__Exercise prompt__: Scan the records for lines with the string "from". Say how many there are, and add nothing.

__The input__:
______

PR #14, opened 2019-06-20
Feature/parking gen

spicyroboto:
DO NOT MERGE


Assets/Script/Managers/TargetManager.cs
```diff
@@ -0,0 +1,98 @@
...
+    public GameObject CurrentTarget { get; set; }
+    public BoxCollider2D Car { get; set; }
+
+    public void TargetManagerInitialization()
+    {
+        FindAllChildren();
+        ActivateRandomParkingSpot();
+    }
+
+    internal void ActivateRandomParkingSpot()
```
m4rtint: How come these are internal?

m4rtint:
Next time when making a pull request, make sure you set the base as Develop.

Assets/Script/Managers/TargetManager.cs
```diff
@@ -0,0 +1,98 @@
...
+        }
+    }
+
+    /// <summary>
+    /// Checks to see that all edges of the car are within the bounds of the parking spot 
+    /// </summary>
+    /// <param name="car"> The user's car </param>
+    /// <param name="parkingSpot"> The target parking spot</param>
+    /// <returns>True if car is in parking spot, false otherwise</returns>
+    private bool IsParked(BoxCollider2D car, BoxCollider2D parkingSpot)
```
m4rtint: So as far as i understand, we potentially have 2 ways of doing this.
1) Leave this here, grab the 4 cars from somewhere, and then loop through all 4 cars with this method. 
So sort of like
`foreach car inside ListOfCars
{ IsParked( car, this.parkingSpot) }`

Other option
2)Just like how it is originally, IsParked() is inside a separate script, attached to each parking spot
Inside OnTriggerStay(
So sort of like
`OnTriggerStay() {
if (gameObject.tag == "car") 
{
IsParked(car, gameObject);
}
}`

@wbeltran777 @mikeslgoh @Gursaanj

Gursaanj: The second method seems better to me since we will only need to call the method IsParked() when 
 a car has reached the parking spot.

wbeltran777: I agree with Gursaanj. The first method would have to continuously go through a for loop at every frame, no?

Assets/Script/Managers/WorldManager.cs
```diff
@@ -98,7 +102,7 @@ private GameObject CreateCar(Transform spawnPoint)
 
         // TODO this needs to be removed after parking spot randomizer is created
         car.GetComponent<CarController>().SetIndicatorTarget(m_initialTarget);
-
+        m_targetManager.Car = car.GetComponent<BoxCollider2D>();
```
wbeltran777: Car is a public field in Target Manager with getters and setters, but they're not used for this operation. Does C# take care of implicitly using the getters and setters based on how they're defined in TargetManager?

m4rtint: This is already using a setter. 
var car = m_targetManager.Car <--- this would be using the getter
m_targetManager.Car  = someCar <----this would be using a setter

wbeltran777: N e a t

m4rtint:
To get data from targetManager -> WorldManager

TargetManager
delegate onSpotReassigned(:Vector3)

WorldManager
onSpotReassigned += reassignCarTarget

void reassignCarTarget(Vector3) { for each car set indicator with Vector3) }

spicyroboto:
Awesome, thanks for your feedback guys!

mikeslgoh:
[Random generating the parking spot](https://trello.com/c/RaoUnJAh/19-random-generating-the-parking-spot)

Assets/Script/Managers/TargetManager.cs
```diff
@@ -0,0 +1,40 @@
...
+        }
+    }
+
+    private void FindAllChildren()
+    {
+        foreach (Transform child in transform)
+        {
+            m_targets.Add(child.gameObject);
+            child.gameObject.AddComponent<ParkingDetection>();
+            child.gameObject.GetComponent<ParkingDetection>().TargetManager = this;
```
m4rtint: To decouple this more, you can create a delegate in the ParkingDetection script

Assets/Script/Managers/WorldManager.cs
```diff
@@ -95,10 +99,10 @@ private void CreatePlayer(int playerNumber)
     private GameObject CreateCar(Transform spawnPoint)
     {
         GameObject car = Instantiate(m_carTemplate, spawnPoint);
+        car.tag = "playerCar";
```
m4rtint: Unsure if this should already be part of the Car prefab.

m4rtint: Place this string on the top, make it read only/get only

______

__Response box__: 2